Este fenómeno se explicaría por una combinación de factores. Por un lado, la mayor disponibilidad de beneficios estatales y subsidios a la tasa hipotecaria ha permitido que los jóvenes accedan al mercado crediticio con condiciones más favorables, pero además este segmento ha desplazado su interés desde la rentabilidad de corto plazo hacia la seguridad habitacional de largo plazo.
“Si bien es cierto que el sector enfrenta un ajuste en la rentabilidad de los arriendos, estamos siendo testigos de un cambio en la motivación de compra. La Generación Z no está mirando la propiedad bajo la lógica del retorno inmediato, sino como una inversión de valor y una decisión de vida madura”, señala Jocelyn Meneses, gerente comercial de inmobiliaria Echeverría Izquierdo. “Este dinamismo refuerza la necesidad de mantener un portafolio de proyectos que no solo cumplan con estándares constructivos, sino que también ofrezcan una propuesta de valor clara y accesible para quienes hoy lideran la reactivación de la demanda habitacional en la capital. En el caso de nuestra inmobiliaria, los compradores de la llamada Generación Z representan un 29%, con una marcada preferencia por departamentos en comunas de gran conectividad, como Ñuñoa y La Florida”, explica.
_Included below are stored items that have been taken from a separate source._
PR #11024, opened 2026-09-10
fix(desktop): stop opening a project from creating it twice

### LINKED ISSUE #5958: [Bug]: Can't open project
### Before submitting

### Area

apps/desktop

### Steps to reproduce

open a project

### Expected behavior

can't open a project. see screen recording. couldnt upload to github with "Failed to upload file. Please try again." so here's youtube: https://youtu.be/FtRUQKx73WU

### Actual behavior

can use the app by opening a project

### Impact

Blocks work completely

### Version or commit

0.0.33-nightly.20260810.1055 (3d74474f6cf8)

### Environment

macos 26.6 (25G72)

### Logs or stack traces

```shell
2nd attempt gives 
Orchestration command invariant failed (project.create): Active project '774fd081-dd3e-422b-8228-cfcd968926c3' already exists for workspace root '/Users/user/Documents/proj/pacey/expo'.
```

_No response_

### Workaround

none

maria-rcks:
Opening a project from the desktop app could dispatch `project.create` twice for the same workspace root: two activation requests can reach `handleDesktopAppActivationRequest` before the client projection shows the first create (the broker re-dispatches after a renderer blip, and the coordinator's serializing queue lives in a `useRef` that resets when the component remounts), so the second create is rejected by the server's `Active project '...' already exists for workspace root '...'` invariant and the open fails.

Racing activations now share a single in-flight create keyed by environment plus normalized workspace root, and a rejected create falls back to whatever project has since appeared for that root instead of failing the request outright. Other create call sites (command palette, welcome wizard, mobile add-project) are single user-initiated dispatches, not this race, so they are out of scope.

La ejecutiva agrega que este segmento está siendo estratégico; aprovechan las nuevas condiciones de financiamiento y los incentivos estatales actuales para asegurar una propiedad, “lo cual es una señal clara de que el mercado tiene fundamentos sólidos más allá de la coyuntura financiera”.
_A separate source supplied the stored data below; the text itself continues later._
PR #11025, opened 2026-09-10
feat(mobile): show final answers in completion notifications

catfogtoad:
## What Changed

When one agent finishes, the mobile completion alert shows the turn's final answer as plain text. The thread title stays in the notification title. Paragraphs, lists, links and code remain readable. For example, `Done: Project` becomes `Fixed the save error. Tests pass.`

This covers ordinary iOS push notifications, alerts sent with iOS Live Activity updates, and Android notifications. Long bodies are shortened at a sentence boundary when possible, with an ellipsis. Empty answers use the existing status body. Grouped alerts keep their list of thread titles. Tapping an alert opens the thread.

## Why

The status body tells the user that a turn ended, but gives no result. The final answer lets the user read the result from the notification.

The server saves buffered assistant output before it publishes the terminal session. A narrow query reads the latest turn's final answer. Optional relay fields carry the response and the bounded plain text body. Push bodies are checked against their encoded byte limits. Widget content omits the answer to keep the payload small.

## Validation

- 449 tests passed across 15 focused test files with Node 24.13.1.
- Type checks passed for the server, relay, client runtime and contracts.
- Lint and formatting checks passed for the changed TypeScript and JSON files.
- Tests cover final-answer selection, buffered output order, Markdown conversion, grouped alerts, fallback text, Unicode, routing, and payload limits.
- Added an Android test for an expanded notification with a long answer. It was not run here because the Android SDK and JDK 21 are not installed.

The server caps source Markdown at 16,000 characters before sending it to the relay. Push limits can require a shorter excerpt. The full answer remains in the thread.

## UI Changes

Before-and-after screenshots still need to be captured on a mobile client.

A relay and server update is required. Android needs a new native build to display bodies longer than the previous 608-character limit.

## Checklist

- [x] This PR has one scope.
- [x] I explained what changed and why.
- [x] Focused TypeScript tests and checks pass.
- [ ] Run the Android native test with JDK 21 and the Android SDK.
- [ ] Add before-and-after notification screenshots.
- [ ] Check the notification-to-thread tap on a mobile client.

Implemented with Codex, model GPT-6.

### DIFF
--- a/apps/mobile/modules/t3-agent-notifications/android/src/main/java/expo/modules/t3agentnotifications/AgentNotifications.kt
+++ b/apps/mobile/modules/t3-agent-notifications/android/src/main/java/expo/modules/t3agentnotifications/AgentNotifications.kt
@@ -141,8 +141,8 @@ object AgentNotifications {
       // so a delivery retry cannot surface them after the app backgrounds.
       if (!ProcessLifecycleOwner.get().lifecycle.currentState.isAtLeast(Lifecycle.State.RESUMED)) {
         val title = data["alert_title"].orEmpty().take(120)
-        // Grouped alerts list up to five 120-character thread titles.
-        val body = data["alert_body"].orEmpty().take(608)
+        // The relay fits the full response to FCM's 4 KB payload budget.
+        val body = data["alert_body"].orEmpty().take(4096)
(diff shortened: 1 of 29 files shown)


juliusmarminge:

El análisis del sector sugiere que el mercado se encuentra en un punto de inflexión. Mientras el inversionista tradicional se vuelve más cauteloso, los jóvenes compradores están capitalizando el momento, apoyados por una mayor oferta de herramientas -especialmente online y de IA- de comparación financiera, y una oferta inmobiliaria que se ha ajustado a las necesidades de conectividad y eficiencia urbana.
Fuente: Panisello.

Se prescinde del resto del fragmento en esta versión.